Combinations are possible and a line can be both a dose-line and a regression-line (in other words it is possible to define in a same line a dose regimen and the regression values). However, a line cannot be both a dose-line and a response-line. In other words, two lines will be necessary to define a dose-regimen and a measure at the same time-stamp.

Description of column-types

The title-line is the first line of the data set. It is free and can be used to specify column-names. It is important to understand the difference between column-names and a column-types: as already stated the column-names are totally free but the column-types shall belong to a list of pre-defined keywords. They are used to identify the column’s role. For instance, in the previous example, the fourth column of the sample data set contains measurement information and will then have column-type Y. A name (CONC) has been entered to indicate that the measurement corresponds to a concentration. It is possible to group the column-types based on their functionality:

• Subject identification headers: column-types ID and OCC are used to identify subjects.
• Time headers: column-types TIME and DATE (or DAT1, DAT2, DAT3) are used to time stamp data.
• Response headers: column-types Y (alias: DV and CONC, for response values), YTYPE (response type identifiers), CENS (mark responses as censored), (response limit) are used to define responses.
• Covariate headers: column-types COV (continuous covariate) and CAT (categorical covariate) are used to define continuous and categorial covariates.
• Regression headers: column-type X (alias: REG, XX) is used to define regression variables.
• Control and event headers: column-types MDV (to control data by tagging lines as dose-lines, response-lines or regression-lines) and EVID (to mark unusual events).

Character definition for data set elements naming

Only alphanumeric characters and the underscore “_” character are allowed in the strings of your data set (headers, categorical covariate names, etc). Special characters such as spaces ” “, stars “*”, parentheses “(“, brackets “[“, dashes “-“, dots “.”, quotes ” and slashes “/” are not supported.

These characters restrictions are impacting

• The strings that can be used in ID, YTYPE, and CAT columns.

ID: subject identifier

The column is used to identify the different subjects and its content is totally free: numbers / strings… This column is mandatory. Notice that string ‘.’ will not be interpreted as a repetition of the previous line. As a consequence a data set of the form

ID * *
John * *
John * *
Mike * *
. * *


contains 3 different subjects : ‘John’, ‘Mike’ and ‘.’. It does not generate another occasion for Mike. Even if numbers and strings are allowed, we encourage the user to define Ids using integers for readability and usage simplicity.
Contrarily to NONMEM, the lines corresponding to the same subject do not need to be next to each other. Thus, the following file contains 2 subjects with IDs “1” and “2”.

ID * *
1 * *
1 * *
2 * *
2 * *
1 * *


The IDs are not sorted lexicographical order but by order of appearance in the data set.

Format restrictions (an exception will be thrown otherwise):

• A data set shall contain one and only one column ID.

OCC: occasion identifiers

It is possible to have, in a data set, one or several columns with the column-type OCC. It corresponds to the same subject (ID should remain the same) but under different circonstances, occasions. For example, if the same subject has two successive different treatments, it should be considered as the same subject with two occasions. The OCC columns can contain only integers. For instance:

ID * OCC
John * 1
John * 2
John * 3

How occasions can appear while no OCC column is defined ?

Occasions can be generated even if no OCC column is defined in the data set. In that case, a button arises in the Monolix interface allowing the possibility to add inter occasion variability to the model. This can happen in two cases.

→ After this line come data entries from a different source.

Issue #7927, opened 2024-02-15
[FEATURE] Create Longhorn CLI focusing on non CR resource operations


innobead:
## Is your feature request related to a problem? Please describe (👍 if you like this request)

Create a Longhorn CLI focusing on non-custom-resource operations, as users can operate resources via Kubectl or similar tools, K8s user experience. However, some operations like install prerequisites, preflight check before installation/upgrade, runtime periodical check, headless support bundle download, check known issue mentioned in the knowledge pages, etc. are only partially operated through UI. 

We should provide a CLI to help with these headless operations for general functions, debugging, benchmarking, troubleshooting, etc. 

Change https://github.com/longhorn/longhorn-preflight to longhorn/cli and implement the corresponding functions.

shuo-wu:
We can leverage this CLI to guide users understand & config Longhorn systems on demands:
1. Use an interactive way to help config Longhorn nodes, disks, settings, backups, and so on.
2. Step by Step. In each step, we will explain what's for and list all options.

For example:
```
$ longhorn-cli guide

Do you need to launch v1 volumes in your clusters? v1 volumes are low-spec friendly but have limited performance.
yes/no: yes

How many CPUs you wish to reserve for the component (longhorn-instance-manger pod) that runs v1 volumes on each node?
Please input the reserved CPU percentage:

......

======

Do you need to add extra disks for the below nodes?
  1. Node 1: default disk
  2. Node 2: default disk
  3. Node 2: default disk
Please input the nodes we want to add disks: 1, 2, 3

The available disk type is:
  1. Block device (for v2 volumes)
  2. Filesystem (for v1 volumes)
Please select the disk type: 2

Please input the disk path: /var/lib/longhorn-extra

......
======

Do you have a backupstore?
  Currently, Longhorn supports:
  1. NFS. nfs://xxxxxx
  2. S3. xxx
  3. CIFS. xxx
If YES, please input the backup target: s3://xxxxx

What's the credential of the backup target?
Please input the secret name: minio-secret 
......

```

------

Besides, this CLI can handle some complicated operations such as recurring-job creation and configuration. Without this, users have to get a template YAML, check all fields and the corresponding options, modify it, create CRs, and bind it to some volumes. It's too trivial. An interactive CLI definitely helps.

derekbit:
Some functionalities of the CLI
- Installation
  - Environment check (https://github.com/longhorn/longhorn/issues/6657)
- Filesystem
  - Manual trim
[...]

PR #8309, opened 2024-04-05
Allow save-images to optionally use podman

wgnathanael:
We use podman locally instead of docker, this change allows us to run the save-images.sh script using podman instead of docker without editing the script each time.


innobead (approved):
LGTM

innobead:
@mantissahz Please help review this.

mantissahz (approved):
LGTM (Verified)
And @wgnathanael could we have a new version of `load-images.sh` as this one? That will be perfect.

Only need to modify the config file `/etc/containers/registries.conf` with `unqualified-search-registries = ["docker.io"]` for using the `podman`

wgnathanael:
Ok, Added the load-images.sh as well.

scripts/save-images.sh
```diff
@@ -1,5 +1,6 @@
 #!/bin/bash
 list="longhorn-images.txt"
+DOCKER_OR_PODMAN=${DOCKER_COMMAND:-docker}
```
derekbit, line 3: nit: Rename `DOCKER_OR_PODMAN` to `CONTAINER_CLI`

wgnathanael: applied in my latest force push

innobead:
@c3y1huang can consider to add these scripts to our CLI.

c3y1huang:
https://github.com/longhorn/longhorn/issues/7927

• Firstly, if there is an EVID column with a value 4 then Monolix defines a washout and create an occasion. Thus, if there is several times where EVID equals 4 for a subject, it will create the same number of occasions. Notice that if EVID equals 4 happens only once at the beginning, only one occasion will be defined and no inter occasion variability would be possible. Thus, the following data set are equivalent.
ID TIME Y OCC
1 0 0 1
1 1 2 1
1 2 2 1
1 0 0 2
1 4 1 2
1 5 2 2

ID TIME Y EVID
1 0 0 0
1 1 2 0
1 2 2 0
1 0 0 4
1 4 1 0
1 5 2 0

• Secondly, if there is a SS column, each steady state creates an occasion. Thus, if two steady states are defined for one subject, then it will generate two occasions. This option will be obsolete and not used in future version of MonolixSuite.
What kind of occasions can be defined?

There are three kinds of occasions

• Cross over study: In that case, data are collected for each patient during two independent treatment periods of time, there is an overlap on the time definition of the periods. A column OCC can be used used to identify the period. See here for an example.
• Occasions with whashout: In that case, data are collected for each patient during one period and there are no overlap between the periods. The time is increasing but the dynamical system (i.e. the compartments) is reset when the second period starts. In particular, EVID=4 indicates that the system is reset (washout) for example, when a new dose is administrated. See here for an example.
• Occasions without whashout: In that case, data are collected for each patient during one period and there are no overlap between the periods. The time is increasing and we want to differentiate periods in terms of occasions without any reset of the dynamical system. For example on the example defined here, multiple doses are administrated to each patient. each period of time between successive doses is defined as a statistical occasion. A column OCC is therefore necessary in the data file to define it.
Frequently asked questions on occasions in the data set
• Do all the individual need to share the same sequence of occasion? No, the number of occasions and the times defining the occasions can differ from one individual to another.
• Is there any limit in terms of number of occasions? No.
• Is it possible to have several levels of occasions? Yes, it can be extended on several level of occasions, see an example here.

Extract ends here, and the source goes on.